══ Supplied material ══

PR #1954, opened 2020-01-31
Add codalab-worker-scratch to gitignore

candicegjing:
Ignore `codalab-worker-scratch` in git commit.

### DIFF
--- a/.gitignore
+++ b/.gitignore
@@ -36,3 +36,6 @@ venv*/
 /frontend/node_modules
 pip-wheel-metadata
 site
+
+# Temporary bundle data
+codalab-worker-scratch


.gitignore
```diff
@@ -36,3 +36,6 @@ venv*/
 /frontend/node_modules
 pip-wheel-metadata
 site
+
+# Temporary bundle data
+codalab-worker-scratch
```
teetone, line 41: Can you explain what this bundle data is used for?

teetone (approved):

.gitignore
candicegjing: https://github.com/codalab/codalab-worksheets/blob/cf515131f68489ec66cdadd47a15c5ccbf7bf0da/codalab/worker/main.py#L38

percyliang (approved):

PR #1961, opened 2020-02-04
Increase shared memory to 500mb

epicfaace:


Levilian:
The bundle that caused the error is here: https://worksheets.codalab.org/bundles/0xbbd4b64ea7d549939e5f8807e24cbc9f

The error message is as follows:
`ERROR: Unexpected bus error encountered in worker. This might be caused by insufficient shared memory (shm).`

Issue #1911, opened 2020-01-18
CPU/GPU reporting issue


candicegjing:
The highlighted line seems to have unreasonable number of CPUs. Might need some investigation to fix this.
<img width="1074" alt="Screen Shot 2020-01-18 at 11 09 57 AM" src="https://user-images.githubusercontent.com/1483372/72669132-2c312880-39e3-11ea-9c1e-938072108681.png">

candicegjing:
Based on [this piece of code](https://github.com/codalab/codalab-worksheets/blob/master/codalab/worker/worker.py#L338-L339): `cpuset` setting will always return the first few cores, meaning jobs will only be allowed to execute on the first few cores. For example, assuming available CPUs are `{0,1,2,3}`, if a user doesn't specify the `request-cpu` option, the number of CPUs to be allocated will be `1`, which leads to the returning `cpuset` to be `{0}` all the time. This doesn't seem to be correct, as we might want to fully utilize all cores at any time?

candicegjing:
For GPU reporting [here](https://github.com/codalab/codalab-worksheets/blob/master/codalab/rest/workers.py#L153), I might need additional parameters to determine the number of GPUs in use. Currently, we only have 1 GPUs per GPU worker which could be easy to handle. But with GPU workers containing more than 1 GPU, we can't just sum all requested GPUs up, as GPU's architecture is different than CPU's

percyliang:
We should never be sharing GPUs across jobs.

percyliang:
Try to reproduce this on dev first, possibly with a private worker.

PR #1962, opened 2020-02-05
Modify job assignment algorithm

### LINKED ISSUE #1953: Job assignment sometimes doesn't work well
Sometimes there are two jobs that are assigned to the same worker, and it shows cpu7/6 or 2/1 gpu, while there are workers that are idling. Since it requires root access to see this, ping me for screenshots if unclear

candicegjing:
Fixed #1953 

This PR is to improve job assignment logic in `bundle_manager.py`. Based on the original ticket #1953, jobs are usually assigned to single workers but with many other workers in idle state. This PR has the following modifications:
1. Added the number of running jobs on each worker as one of the sorting keys to sort existing workers. 
2. `gpu_priority` can return `True`/`False` or a digit based on current logic. Since the returning value isn't quite intuitive, especially considering sorting some `Integer` values with `boolean` values, so I replaced this piece of logic to have only `Integer` value returned.
3. Adjusted the order of sorting keys: `gpu_priority` > number of running jobs > number of available dependencies > number of cpus >  the random seeds. (Open to discuss this order)

Here are some test results I did locally:
Assuming we have the following worker items in the `workers_list`:
```
workers_list = [
                {'worker_id': 6, 'gpus': 1, 'dep': 8, 'cpus':6, 'runs':[1,2,3]},
                {'worker_id': 5, 'gpus': 1, 'dep': 0, 'cpus':6, 'runs':[]},
                {'worker_id': 4, 'gpus': 1, 'dep': 8, 'cpus':6, 'runs':[1,2,3]},
                {'worker_id': 3, 'gpus': 1, 'dep': 2, 'cpus':6, 'runs':[1]},
                {'worker_id': 2, 'gpus': 1, 'dep': 4, 'cpus':6, 'runs':[1,2,3,4]},
                {'worker_id': 1, 'gpus': 0, 'dep': 5, 'cpus':8, 'runs':[1,2,3,4,5,6]},
                {'worker_id': 0, 'gpus': 0, 'dep': 7, 'cpus':8, 'runs':[]},]
```
1. When the current bundle requested for `0` gpus, sorting results become: 
```
stanford@Stanfords-MacBook-Pro competition % python3 sort.py
{'worker_id': 0, 'gpus': 0, 'dep': 7, 'cpus': 8, 'runs': []}
{'worker_id': 5, 'gpus': 1, 'dep': 0, 'cpus': 6, 'runs': []}
{'worker_id': 3, 'gpus': 1, 'dep': 2, 'cpus': 6, 'runs': [1]}
{'worker_id': 4, 'gpus': 1, 'dep': 8, 'cpus': 6, 'runs': [1, 2, 3]}
{'worker_id': 6, 'gpus': 1, 'dep': 8, 'cpus': 6, 'runs': [1, 2, 3]}
{'worker_id': 2, 'gpus': 1, 'dep': 4, 'cpus': 6, 'runs': [1, 2, 3, 4]}
{'worker_id': 1, 'gpus': 0, 'dep': 5, 'cpus': 8, 'runs': [1, 2, 3, 4, 5, 6]}
```
2. When the current bundle requested for `1` gpus, sorting results become:
```
stanford@Stanfords-MacBook-Pro competition % vim sort.py 
stanford@Stanfords-MacBook-Pro competition % python3 sort.py
{'worker_id': 5, 'gpus': 1, 'dep': 0, 'cpus': 6, 'runs': []}
{'worker_id': 3, 'gpus': 1, 'dep': 2, 'cpus': 6, 'runs': [1]}
{'worker_id': 6, 'gpus': 1, 'dep': 8, 'cpus': 6, 'runs': [1, 2, 3]}
{'worker_id': 4, 'gpus': 1, 'dep': 8, 'cpus': 6, 'runs': [1, 2, 3]}
{'worker_id': 2, 'gpus': 1, 'dep': 4, 'cpus': 6, 'runs': [1, 2, 3, 4]}
{'worker_id': 0, 'gpus': 0, 'dep': 7, 'cpus': 8, 'runs': []}
{'worker_id': 1, 'gpus': 0, 'dep': 5, 'cpus': 8, 'runs': [1, 2, 3, 4, 5, 6]}
```

### DIFF
--- a/codalab/server/bundle_manager.py
+++ b/codalab/server/bundle_manager.py
@@ -383,12 +383,6 @@ class BundleManager(object):
         Filters the workers to those that can run the given bundle and returns
         the list sorted in order of preference for running the bundle.
         """
-        # keep track of which workers have GPUs
-        has_gpu = {}
-        for worker in workers_list:
-            worker_id = worker['worker_id']
-            has_gpu[worker_id] = worker['gpus'] > 0
-
         # Filter by tag.
         request_queue = bundle.metadata.request_queue
         if request_queue:
@@ -436,11 +430,21 @@ class BundleManager(object):
             else:
                 deps = set(worker['dependencies'])
                 num_available_deps = len(needed_deps & deps)
-            worker_id = worker['worker_id']
 
-            # if the bundle doesn't request GPUs (only request CPUs), prioritize workers that don't have GPUs
-            gpu_priority = bundle_resources.gpus or not has_gpu[worker_id]
-            return (gpu_priority, num_available_deps, worker['cpus'], random.random())
+            # If the bundle requested for GPUs, prioritize only those workers that have GPUs.
+            # If the bundle didn't request for GPUs (a CPU only job), prioritize all workers based criteria as follows:
+            # 1. number of running jobs.
+            # 2. number of available dependencies.
+            # 3. number of CPUs.
+            # 4. random seeds.
+            gpu_priority = bundle_resources.gpus and worker['gpus']
+            return (
+                gpu_priority,
+                -len(worker['run_uuids']),
+                num_available_deps,
+                worker['cpus'],
+                random.random(),
+            )
 
         workers_list.sort(key=get_sort_key, reverse=True)
 
--- a/tests/server/bundle_manager_test.py
+++ b/tests/server/bundle_manager_test.py
@@ -5,14 +5,59 @@ from codalab.objects.metadata_spec import MetadataSpec
 from codalab.server.bundle_manager import BundleManager
 from codalab.worker.bundle_state import RunResources
 from codalab.bundles import RunBundle
+from codalab.lib.codalab_manager import CodaLabManager
 
 
 class BundleManagerTest(unittest.TestCase):
+    def setUp(self):
+        self.codalab_manager = Mock(CodaLabManager)
+        self.codalab_manager.config = {
+            "workers": {
+                'default_cpu_image': 'codalab/default-cpu:latest',
+                'default_gpu_image': 'codalab/default-gpu:latest',
+            }
+        }
+        self.bundle_manager = BundleManager(self.codalab_manager)
+        self.bundle = Mock(spec=RunBundle, metadata=Mock(spec=MetadataSpec))
+        self.bundle.dependencies = []
+        self.bundle.metadata.request_queue = None
+        self.bundle_resources = RunResources(
+            cpus=0, gpus=0, docker_image='', time=100, memory=1000, disk=1000, network=False
+        )
+        self.workers_list = self.get_sample_workers_list()
+
+    def tearDown(self):
+        del self.bundle
+        del self.bundle_manager
+        del self.codalab_manager
+        del self.bundle_resources
+        del self.workers_list
+
     def get_sample_workers_list(self):
         workers_list = [
             {
+                'worker_id': 0,
+                'cpus': 4,
+                'gpus': 1,
+                'memory_bytes': 4 * 1000,
+                'tag': None,
+                'run_uuids': [1, 2],
+                'dependencies': [],
+                'shared_file_system': False,
+            },
+            {
                 'worker_id': 1,
-                'cpus': 6,
+                'cpus': 4,
+                'gpus': 1,
+                'memory_bytes': 4 * 1000,
+                'tag': None,
+                'run_uuids': [1, 2, 3],
+                'dependencies': [],
+                'shared_file_system': False,
+            },
+            {
+                'worker_id': 2,
+                'cpus': 4,
                 'gpus': 1,
                 'memory_bytes': 4 * 1000,
                 'tag': None,
@@ -21,18 +66,18 @@ class BundleManagerTest(unittest.TestCase):
                 'shared_file_system': False,
             },
             {
-                'worker_id': 2,
-                'cpus': 4,
+                'worker_id': 3,
+                'cpus': 6,
                 'gpus': 0,
                 'memory_bytes': 4 * 1000,
                 'tag': None,
-                'run_uuids': [],
+                'run_uuids': [1],
                 'dependencies': [],
                 'shared_file_system': False,
             },
             {
-                'worker_id': 3,
-                'cpus': 4,
+                'worker_id': 4,
+                'cpus': 6,
                 'gpus': 0,
                 'memory_bytes': 2 * 1000,
                 'tag': None,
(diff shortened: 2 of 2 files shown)


yipenghe:
Is gpu_priority 1. number of gpus or 2. number of **available** gpus

For example, if a gpu worker got a assigned a cpu job, another worker got assigned a gpu job, all other is the same. A new gpu-related job comes in, will the order prioritize the first worker but not random seed?

candicegjing:
> Is gpu_priority 1. number of gpus or 2. number of **available** gpus
> 
> For example, if a gpu worker got a assigned a cpu job, another worker got assigned a gpu job, all other is the same. A new gpu-related job comes in, will the order prioritize the first worker but not random seed?

Yes. I see your concern. I thought about this as well. Technically, I think we should use **available** [gpus/cpus] counts. However, right now the data we have are **total** number of [gpus/cpus]. Another things is that how do we define **available** [cpus/gpus]. For example, even if 7 jobs each requires 1 cpu, are scheduled to run on a worker with only 4 cpus available, those 7 jobs can still run without a problem. This is also something I want to find a better way to handle it. I guess one option is to use the difference between **total** number of [gpus/cpus] and `running jobs` on each worker. But this sounds similar to what we have now.

yipenghe:
> > Is gpu_priority 1. number of gpus or 2. number of **available** gpus
> > For example, if a gpu worker got a assigned a cpu job, another worker got assigned a gpu job, all other is the same. A new gpu-related job comes in, will the order prioritize the first worker but not random seed?
> 
> Yes. I see your concern. I thought about this as well. Technically, I think we should use **available** [gpus/cpus] counts. However, right now the data we have are **total** number of [gpus/cpus]. Another things is that how do we define **available** [cpus/gpus]. For example, even if 7 jobs each requires 1 cpu, are scheduled to run on a worker with only 4 cpus available, those 7 jobs can still run without a problem. This is also something I want to find a better way to handle it. I guess one option is to use the difference between **total** number of [gpus/cpus] and `running jobs` on each worker. But this sounds similar to what we have now.

I think it's probably ok to overassign for cpu tasks, but I'm not sure how multiple process shares a gpu  work, and how much it will slow down task

yipenghe:
> > Is gpu_priority 1. number of gpus or 2. number of **available** gpus
> > For example, if a gpu worker got a assigned a cpu job, another worker got assigned a gpu job, all other is the same. A new gpu-related job comes in, will the order prioritize the first worker but not random seed?
> 
> Yes. I see your concern. I thought about this as well. Technically, I think we should use **available** [gpus/cpus] counts. However, right now the data we have are **total** number of [gpus/cpus]. Another things is that how do we define **available** [cpus/gpus]. For example, even if 7 jobs each requires 1 cpu, are scheduled to run on a worker with only 4 cpus available, those 7 jobs can still run without a problem. This is also something I want to find a better way to handle it. I guess one option is to use the difference between **total** number of [gpus/cpus] and `running jobs` on each worker. But this sounds similar to what we have now.

From the test result you posted, it seems like it's what we want

candicegjing:
> > > Is gpu_priority 1. number of gpus or 2. number of **available** gpus
> > > For example, if a gpu worker got a assigned a cpu job, another worker got assigned a gpu job, all other is the same. A new gpu-related job comes in, will the order prioritize the first worker but not random seed?
> > 
> > 
> > Yes. I see your concern. I thought about this as well. Technically, I think we should use **available** [gpus/cpus] counts. However, right now the data we have are **total** number of [gpus/cpus]. Another things is that how do we define **available** [cpus/gpus]. For example, even if 7 jobs each requires 1 cpu, are scheduled to run on a worker with only 4 cpus available, those 7 jobs can still run without a problem. This is also something I want to find a better way to handle it. I guess one option is to use the difference between **total** number of [gpus/cpus] and `running jobs` on each worker. But this sounds similar to what we have now.
> 
> I think it's probably ok to overassign for cpu tasks, but I'm not sure how multiple process shares a gpu work, and how much it will slow down task

That's true, GPU could be a problem. We might need to revisit this if GPU assignment keeps bothering us.

candicegjing:
@yipenghe Updated the test code and some comments, let me know if you think this is good to go.

codalab/server/bundle_manager.py
```diff
@@ -436,11 +430,21 @@ def get_sort_key(worker):
...
                 num_available_deps = len(needed_deps & deps)
-            worker_id = worker['worker_id']
 
-            # if the bundle doesn't request GPUs (only request CPUs), prioritize workers that don't have GPUs
-            gpu_priority = bundle_resources.gpus or not has_gpu[worker_id]
-            return (gpu_priority, num_available_deps, worker['cpus'], random.random())
+            # If the bundle requested for GPUs, prioritize only those workers that have GPUs.
+            # If the bundle didn't request for GPUs (a CPU only job), prioritize all workers based criteria as follows:
+            # 1. number of running jobs.
+            # 2. number of available dependencies.
```
percyliang, line 437: Number of available dependencies should be prioritized as high as possible (ideally the sum of the sizes of the dependencies) because we want to leverage the local bundle cache as much as possible, of course subject to being able to run a job at all.

codalab/server/bundle_manager.py
```diff
@@ -436,11 +430,21 @@ def get_sort_key(worker):
...
+            # 3. number of CPUs.
+            # 4. random seeds.
+            gpu_priority = bundle_resources.gpus and worker['gpus']
```
percyliang, line 440: `and` - shouldn't this be an integer?

percyliang:
Isn't the main problem from the original ticket the fact that we have `7/6` gpus, which looks like a bug.  But this PR alters the scheduling logic, which seems more than just a bug fix?

candicegjing:
> Isn't the main problem from the original ticket the fact that we have `7/6` gpus, which looks like a bug. But this PR alters the scheduling logic, which seems more than just a bug fix?

Oh, I thought what @yipenghe reported is that the jobs aren't evenly distributed across workers, as jobs are mainly scheduled to run on some specific workers but with many other workers in idle state. Maybe @yipenghe could clarify this? 
Also we have another ticket to track the reporting issue #1911

codalab/server/bundle_manager.py
candicegjing: Yes. `1 and 1` returns `1`. `0 and 1` returns `0`.

candicegjing: Oh, i see. this won't work when number of `gpus > 1`

yipenghe:
> > Isn't the main problem from the original ticket the fact that we have `7/6` gpus, which looks like a bug. But this PR alters the scheduling logic, which seems more than just a bug fix?
> 
> Oh, I thought what @yipenghe reported is that the jobs aren't evenly distributed across workers, as jobs are mainly scheduled to run on some specific workers but with many other workers in idle state. Maybe @yipenghe could clarify this?
> Also we have another ticket to track the reporting issue #1911

I think it was more in the sense of #1911 , I thought you meant the current scheduling logic causes the job assignment to overassign a worker

candicegjing:
> > > Isn't the main problem from the original ticket the fact that we have `7/6` gpus, which looks like a bug. But this PR alters the scheduling logic, which seems more than just a bug fix?
> > 
> > 
> > Oh, I thought what @yipenghe reported is that the jobs aren't evenly distributed across workers, as jobs are mainly scheduled to run on some specific workers but with many other workers in idle state. Maybe @yipenghe could clarify this?
> > Also we have another ticket to track the reporting issue #1911
> 
> I think it was more in the sense of #1911 , I thought you meant the current scheduling logic causes the job assignment to overassign a worker

Technically yes. The current scheduling logic does contribute to the over assigning problem.

PR #1963, opened 2020-02-05
Async loading of worksheets

### LINKED ISSUE #1234: Make loading worksheets asynchronous
Currently, the entire worksheet (including fetching all information of all bundles) has to be loaded before anything renders (including the title of the worksheet).  Should instead get the worksheet and then asynchronously load all the parts of the worksheet.  This will require refactoring some backend APIs.

We should split the /interpret request into two request:
- get worksheet info and items
- get bundle_infos that are used for each item (i.e. which are rendered in the table)

epicfaace:
Does async loading of worksheets (fixes #1234). When a worksheet loads:
- First, it calls the endpoint `/rest/interpret/worksheet/...?brief=1` -- this gets the data but does not resolve / query for bundle infos.
- Then, it calls the endpoint `/rest/interpret/worksheet/...?brief=0` -- this gets all the data, including bundle infos, which is how the interpret endpoint behaved previously.

After the first endpoint is queried, everything except for the bundle data shows up. It shows animated placeholders for the actual bundle infos as below:

image

The above placeholder is loaded whenever a text item with text equal to `"<codalab_bundle_info_loading>"` is retrieved from the server.

This PR also refactors much of the worksheet fetch logic on the frontend to use async/await instead of callbacks.

### DIFF
--- a/frontend/src/components/worksheets/Worksheet/Worksheet.js
+++ b/frontend/src/components/worksheets/Worksheet/Worksheet.js
@@ -35,6 +35,7 @@ import Grid from '@material-ui/core/Grid';
 import WorksheetDialogs from '../WorksheetDialogs';
 import { ToastContainer, toast, Zoom } from 'react-toastify';
 import 'react-toastify/dist/ReactToastify.css';
+import queryString from 'query-string';
 
 /*
 Information about the current worksheet and its items.
@@ -50,31 +51,25 @@ var WorksheetContent = (function() {
         this.info = null; // Worksheet info
     }
 
-    WorksheetContent.prototype.fetch = function(props) {
+    WorksheetContent.prototype.fetch = async function(props) {
         // Set defaults
         props = props || {};
-        props.success = props.success || function(data) {};
-        props.error = props.error || function(xhr, status, err) {};
         if (props.async === undefined) {
             props.async = true;
         }
-
-        $.ajax({
+        const queryParams = { brief: props.brief ? 1 : 0 };
+        const info = await $.ajax({
             type: 'GET',
-            url: '/rest/interpret/worksheet/' + this.uuid,
+            url:
+                '/rest/interpret/worksheet/' + this.uuid + '?' + queryString.stringify(queryParams),
             // TODO: migrate to using main API
             // url: '/rest/worksheets/' + ws.uuid,
             async: props.async,
             dataType: 'json',
             cache: false,
-            success: function(info) {
-                this.info = info;
-                props.success(this.info);
-            }.bind(this),
-            error: function(xhr, status, err) {
-                props.error(xhr, status, err);
-            },
         });
+        this.info = info;
+        return info;
     };
 
     WorksheetContent.prototype.saveWorksheet = function(props) {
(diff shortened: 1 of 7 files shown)


candicegjing:
How's the performance improvement?

frontend/src/components/worksheets/Worksheet/Worksheet.js
```diff
@@ -506,47 +501,45 @@ class Worksheet extends React.Component {
...
+            });
+
+            await this.state.ws.fetch({ brief: false });
+            this.setState({
+                updating: false,
+                version: this.state.version + 1,
+                numOfBundles: this.getNumOfBundles(),
+                errorMessage: '',
+            });
+        } catch (e) {
```
yipenghe, line 537: what might cause error here?

yipenghe (commented):
Looks good in general, user will be able to view non-bundle row items on top faster, but still needs to wait for all bundles to load before scrolling

frontend/src/components/worksheets/Worksheet/Worksheet.js
```diff
@@ -1056,107 +1049,99 @@ class Worksheet extends React.Component {
...
-    reloadWorksheet = (
+    reloadWorksheet = async (
         partialUpdateItems,
         rawIndexAfterEditMode,
         { moveIndex = false, textDeleted = false } = {},
     ) => {
         if (partialUpdateItems === undefined) {
             $('#update_progress').show();
             this.setState({ updating: true });
-            this.state.ws.fetch({
```
percyliang, line 1067: There's a lot of frontend changes here...can you comment on what the nature of these changes are with respect to the async loading feature?

percyliang (commented):
Could you create a large worksheet with many bundles, and use a table schema that requires loading lots of files from disk?  This is where things become really slow.

There are multiple levels here:
1) Getting the raw items of the worksheet
2) Doing searches (`expand_raw_items`)
3) Getting more info about the items in the database (`interpret_items`)
4) Reading things from disk (`resolve_interpreted_blocks`)

Your brief mode only bypasses 3), but I was initially imagining that the brief mode would do 2) and 4) as well...  In my experience, 4) is really the big one.  I think it'd be useful to take a few different huge worksheets and profile where the slowness is coming from, so we can load as much as possible subject to a latency constraint.

frontend/src/components/worksheets/Worksheet/Worksheet.js
epicfaace: if the ajax request fails

frontend/src/components/worksheets/Worksheet/Worksheet.js
epicfaace: Mainly, I've refactored `this.state.ws.fetch` to return a promise instead of using callbacks. This way, this simplifies the work done in `componentDidMount()`, since `await this.state.ws.fetch({ brief: true });` can just be called once and then followed by `wait this.state.ws.fetch()`.

Nothing else in terms of frontend functionality was changed.

epicfaace:
> Your brief mode only bypasses 3), but I was initially imagining that the brief mode would do 2) and 4) as well... In my experience, 4) is really the big one.

The brief mode bypasses both 3 and 4 for all table items.

epicfaace:
check large worksheet @teetone

teetone:
@epicfaace Is there a way to get these changes into `dev`? That's the best way to test the `large` worksheet.

Link to large worksheet in `dev`: https://worksheets-dev.codalab.org/worksheets/0x248dff2eadff4694bf8ef90b7445d5fa

epicfaace:
@teetone it says "worksheet not found" on dev?

epicfaace:
I added some profiling in the async-profile branch. Here's what I get (this is in seconds, with a single worksheet with hundreds of bundles). What can I add to make it run even slower?

total_times	0.08689904999999998
get_worksheet_lines	0.0004367219999998895
expand_raw_items	0.028927035999999795
interpret_items	0.036016750000000375
resolve_interpreted_blocks	0.002023271999999743

epicfaace:
brief mode:

name | time
-- | --
total_times | 0.06227632700000002
get_worksheet_lines | 0.0005665909999999913
expand_raw_items | 0.025070216999999992
interpret_items | 0.011678946999999995
resolve_interpreted_blocks | 0.00006042900000000073


non-brief mode:

name | time
-- | --
total_times | 0.077385386
get_worksheet_lines | 0.00045964700000000747
expand_raw_items | 0.024892895000000026
interpret_items | 0.033394261000000036
resolve_interpreted_blocks | 0.0011049989999999954

epicfaace:
Turns out I was using the wrong metrics (I was using `time.process_time()`, which is not measured in seconds). here are better stats for the stress test worksheet:

https://worksheets-dev.codalab.org/worksheets/0xf1bddfa2f5634160a62db5ea781d41e9

Regular mode:

name | time
-- | --
get_worksheet_lines|0.005675554275512695
expand_raw_items| 10.567695617675781
interpret_items| 0.43700718879699707
resolve_interpreted_blocks| 1.9040861129760742
total| 14.141964673995972

Even in brief mode:

name | time
-- | --
get_worksheet_lines| 0.004877328872680664
expand_raw_items| 9.485067367553711
interpret_items| 0.08468079566955566
resolve_interpreted_blocks| 0.001806497573852539
total| 10.811790466308594

Seems like expand_raw_items is the major timesink, followed by resolve_interpreted_blocks.

epicfaace:
It appears that the only thing called in expand_raw_items is search/wsearch. I'll modify this PR to make the UI load search results in a different request.

https://github.com/codalab/codalab-worksheets/blob/166e45d9e1495ea59f4c849aa2c7a359eb080f8a/codalab/rest/interpret.py#L570-L590

epicfaace:
superseded by #2086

═══

#### [Description of the task]
Which lines above contain "updating"? Show each of them.

#### [Answer to this exercise]
+                updating: false,
             this.setState({ updating: true });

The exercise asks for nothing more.